Она тоже засмеялась, сказала:
– Ну не знаю я, что будет?
– Пятьсот дней, как мы с тобой познакомились, – быстро, на одном дыхании выговорил он, – давай сходим в кафе или в ресторан, я зарплату получил, отметим.
– Давай, – легко согласилась она, – только пополам.
– Пополам так пополам, – уступил он. Главное было – создать романтическую атмосферу.
5
В ресторан ее позвать он все-таки не решился и, перебрав в уме недлинный список городских кафе, остановился на «Интеграле», недавно открытом недалеко от ее дома.
В обеденный перерыв (он подрабатывал санитаром в больнице) он попытался туда дозвониться, не получилось, он нервничал, а вдруг не будет мест, кафе было новым и поэтому модным.

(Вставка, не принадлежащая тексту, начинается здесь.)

PR #3550, opened 2023-01-06
Basic support for ESM (rebased)

fvictorio:
This PR is almost the same as #3211, but with a better commit structure.

Commits:
- The first commit upgrades typescript and ts-node. This is an artifact of a previous attempt, where we added some basic support for typescript with ES modules. We rolled that back, but I kept the upgrades since it's useful to do it now and then anyway. This also includes two minor fixes related to these new versions.
- The second commit has the most important logic of the PR. It adds support for `hardhat.config.cjs` files and makes the necessary changes in the `test` task.
- The third commit has the tests for the changes in the second commit. I included them in a separate commit because there are several new fixture projects and that adds a lot of noise.
- The fourth commit improves how Hardhat's project creation works and shows different options when the `package.json` has `type: module`.

The other two commits add a new guide and the changeset.

To-do:
- [ ] ~Update Foundry guide to say that any option can be used. That is enabled by this PR because of the improvements to project initialization.~ Canceled, this didn't make sense in retrospect.
- [x] Use top-level await in the ESM+JS sample project


packages/hardhat-core/src/internal/core/errors-list.ts
```diff
@@ -252,6 +252,23 @@ To avoid it, please delete both your node_modules and package-lock.json, and rei
 Note that you don't need to do this every time you install a new dependency, but please make sure to delete your node_modules every time you delete your package-lock.json.`,
       shouldBeReported: false,
     },
+    ESM_PROJECT_WITHOUT_CJS_CONFIG: {
+      number: 19,
+      message: `Your project is an ESM project (you have "type": "module" set in your package.json) but your Hardhat config file uses a .js extension.
```
alcuadrado, line 257:
```suggestion
      message: `Your project is an ESM project (you have "type": "module" set in your package.json) but your Hardhat config file uses .js extension.
```

packages/hardhat-core/src/internal/core/errors-list.ts
```diff
@@ -252,6 +252,23 @@ To avoid it, please delete both your node_modules and package-lock.json, and rei
...
+
+Rename the file to use a .cjs to fix this problem.`,
```
alcuadrado, line 259:
```suggestion
Rename the file to use .cjs to fix this problem.`,
```

packages/hardhat-core/src/internal/core/errors-list.ts
```diff
@@ -252,6 +252,23 @@ To avoid it, please delete both your node_modules and package-lock.json, and rei
...
+      title: "Hardhat config with .js extension in an ESM project",
+      description:
+        "Your project is an ESM project but your Hardhat config uses an .js extension. Hardhat config files cannot be an ES module. To fix this, rename your Hardhat config to use the .cjs extension.",
```
alcuadrado, line 262:
```suggestion
        "Your project is an ESM project but your Hardhat config uses .js extension. Hardhat config files cannot be an ES module. To fix this, rename your Hardhat config to use the .cjs extension.",
```

packages/hardhat-core/src/internal/core/errors-list.ts
```diff
@@ -983,6 +1000,14 @@ The first supported version is %firstSupportedVersion%`,
 Please use a newer, supported version.`,
       shouldBeReported: true,
     },
+    TEST_TASK_ESM_TESTS_RUN_TWICE: {
+      number: 609,
+      message: `Your project uses ESM and you've programmatically run your tests twice. This is not supported yet.`,
+      title: "Running tests twice in an ESM project",
+      description:
+        'You have run your tests twice programmatically and your project is an ESM project (you have `"type": "module"` in your `package.json`, or some of your files have an `.mjs` extension). This is not supported by Mocha yet.',
```
alcuadrado, line 1008:
```suggestion
        'You have run your tests twice programmatically and your project is an ESM project (you have `"type": "module"` in your `package.json`, or some of your files have the `.mjs` extension). This is not supported by Mocha yet.',
```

Места были, им даже достался столик у окна, близко к сцене. Вместо стульев были модные деревянные диванчики с высокими спинками. Спинки отгораживали их от мира, создавали ощущение интимности и одиночества одновременно. Она села напротив него, бегло просмотрела меню, сказала, что не голодна и будет только кофе и мороженое. Он растерялся, под выжидающим взглядом официанта ткнул пальцем в первое попавшееся блюдо. На сцене завозились музыканты, настраивая инструменты и откашливаясь. Вся затея показалась ему вдруг очень глупой: ну что романтического в том, что два человека вместе жуют под громкую музыку, сидя друг против друга за плохо протертым столиком?

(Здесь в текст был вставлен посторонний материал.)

PR #3575, opened 2023-01-13
feat: add ForkDatabase

feuGeneA:
fixes https://github.com/NomicFoundation/rethnet/issues/9
- [x] In-memory caching


crates/rethnet_evm/src/db/fork.rs
```diff
@@ -0,0 +1,241 @@
...
+use revm::{db::DatabaseRef, Account, AccountInfo, Bytecode};
+
+use rethnet_eth::{Address, B256, U256};
+
+use crate::db::{
+    layered_db::{LayeredDatabase, RethnetLayer},
+    remote::{RemoteDatabase, RemoteDatabaseError},
+};
+
+struct ForkDatabase {
```
Wodann, line 11: Based on linguistics, should this be `ForkingDatabase` or `ForkedDatabase`?

crates/rethnet_evm/src/db/fork.rs
```diff
@@ -0,0 +1,241 @@
...
+    layered_db: LayeredDatabase<RethnetLayer>,
+    remote_db: RemoteDatabase,
+    account_info_cache: HashMap<Address, AccountInfo>,
+    code_by_hash_cache: HashMap<B256, Bytecode>,
+    storage_cache: HashMap<(Address, U256), U256>,
+}
+
+#[derive(thiserror::Error, Debug)]
+pub enum ForkDatabaseError {
```
Wodann, line 20: Same as above, w.r.t. naming

crates/rethnet_evm/src/db/fork.rs
```diff
@@ -0,0 +1,241 @@
...
+}
+
+impl revm::Database for ForkDatabase {
+    type Error = ForkDatabaseError;
+
+    fn basic(&mut self, address: Address) -> Result<Option<AccountInfo>, Self::Error> {
+        if let Some(cached) = self.account_info_cache.get(&address) {
+            Ok(Some(cached.clone()))
+        } else {
+            let to_be_cached = self
```
Wodann, line 51: If I'm not mistaken, the cache is only needed for the remote database.

The layered database is used for local changes and thus is already in cache

crates/rethnet_evm/src/db/fork.rs
feuGeneA: I'm happy to defer to your preference, but I felt that "forked database" sounds like you forked a database, but really you forked a node/chain, not a database, and it's your fork (noun, not past tense verb) of that node/chain that's serving as the backing for the database.

crates/rethnet_evm/src/db/fork.rs
feuGeneA: Right, this was an earlier draft, the latest draft only uses the cache for the remote database.

Wodann:
I merged your other PR. Would you be able to merge the latest `rethnet/main` to reduce the list of changes?

crates/rethnet_evm/src/db/fork.rs
```diff
@@ -0,0 +1,271 @@
...
+        if let Some(cached) = self.account_info_cache.get(&address) {
+            Ok(Some(cached.clone()))
+        } else if let Some(layered) = self
+            .layered_db
+            .basic(address)
+            .map_err(ForkDatabaseError::LayeredDatabase)?
+        {
+            Ok(Some(layered))
+        } else if let Some(remote) = self
+            .layered_db
```
feuGeneA, line 75: I had said there wasn't anything in [the n-api PR](https://github.com/NomicFoundation/hardhat/pull/3612) that touched `ForkDatabase`, but I remembered that there is this one small (but glaring haha) thing. This should be `remote_db`, not `layered_db`. I fixed it over [here](https://github.com/NomicFoundation/hardhat/pull/3612/commits/fc3047457fb1b50b732c34a3a358c1cdae375fe8) but haven't ported it back into this PR yet.

Wodann: Is it cherry pickable?

feuGeneA:
Yup just haven't gotten to it yet, will ASAP

crates/rethnet_evm/src/db/fork.rs
```diff
@@ -0,0 +1,271 @@
...
+        if self.layered_db.iter().next().is_some() {
+            Ok(self
+                .layered_db
+                .state_root()
+                .map_err(ForkDatabaseError::LayeredDatabase)?)
+        } else if let Some(cached) = self.fork_block_state_root_cache {
+            Ok(cached)
+        } else {
+            self.fork_block_state_root_cache = Some(
+                self.remote_db
```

В ожидании заказа поговорили немного о ее курсовом проекте, о его работе. Принесли еду, он жевал, еда застревала в горле, она смотрела, как он ест, думала о чем-то своем. Куда-то исчезла их обычная домашняя непринужденность, сидящая напротив него молодая женщина была незнакомой, чужой. На ней была ее любимая серая юбка, белая блузка, какие-то им еще не виденные экзотические бусы выгодно оттеняли белизну кожи, проходящие мимо парни ее разглядывали. Она не была красавицей, но мужчины на нее оглядывались, это он давно заметил. И такая тоска вдруг овладела им, хоть волком вой. Может, перевестись в другой город? Или завербоваться на север? Или на Дальний Восток? Где-то же есть ему спасение.